The house was quiet as it always is in the mornings. I've learned over the few days I spent here that the wolves of the pack are not morning people and most of them should be avoided at the breakfast table. Especially Phoebe who, as sweet as she is the rest of the time, she shows her true nature in the first hours after waking up.
But now there's only Asher and I, standing before two cups of freshly-brewed coffee and waiting for the leftovers to heaten up in the microwave. "You call me if anything happens," he asks seriously, taking a sip of his coffee.
"Nothing will happen, but I'll call you after I find out the answers I want."
"Do you want to drive to your dorm and pick some more weapons?" His eyes were on my arrows and their unusual colored ends. "You really don't want me to come with you? Just to be there, I won't interfere in any way."
"I know you wouldn't, but I can't be sure that Thomas won't try to put another dagger through your heart, so it's better if I go alone."
"Go where?" Chimes in Hayder, along with a sleepyhead Chase, taking a seat on the chairs across from Asher and I.
"To get myself some answers," I answer and judging by the lack of reactions on both their faces, I assume they already knew. I whip my head to Asher, waiting for a very good explanation.
"Before you get mad, I called them so you won't worry about me getting hurt again," he tells me. "We'll stay out of your way, if he acts nice."
"Honestly, I'm hoping he won't so I'll finally get the chance to fix his priviliged face a little," joked Hayder, but my attention is elsewhere.
"He'll know you're there."
"Then he'll think twice about pulling a stunt like the last time," adds Chase and I shake my head. Not only because I know Thomas will be far from restrained if he realises I brought company, but because he might be tempted to share information about more than my escape.
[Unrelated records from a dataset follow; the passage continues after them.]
PR #51, opened 2020-01-24
Add cluster domain support

acabrele:
- New values entries for specifying the cluster domain and name of the local and entrypoint k8s clusters
- Template additions to set defaults and define the entrypoint admin name
- Admin Statefulset changes to always include the fully qualified service names
- Doc updates
- New template test for new values

When using multi cluster solutions, it might be required to specify different cluster domains for each cluster that will be connected, enabling DNS resolution to be forwarded to the remote cluster.

Changes tested on a contrail and calico based multicluster.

And that would ruin everything.
I'm more willing to go to the vampire's territory, than to face Thomas with three Lycans guarding my back and listening to everything the Elf will like to share. This mission can go wrong in so many ways, that it may end up worsening my situation. And I'm not sure if I'm ready to take responsability for destroying the mission that all the hunters' worldwide worked months to prepare. But do I have a choice?
"Let's go then," I say, trying to hid my panic and uneasiness as we walk to Hayder's car and prepare for the worst.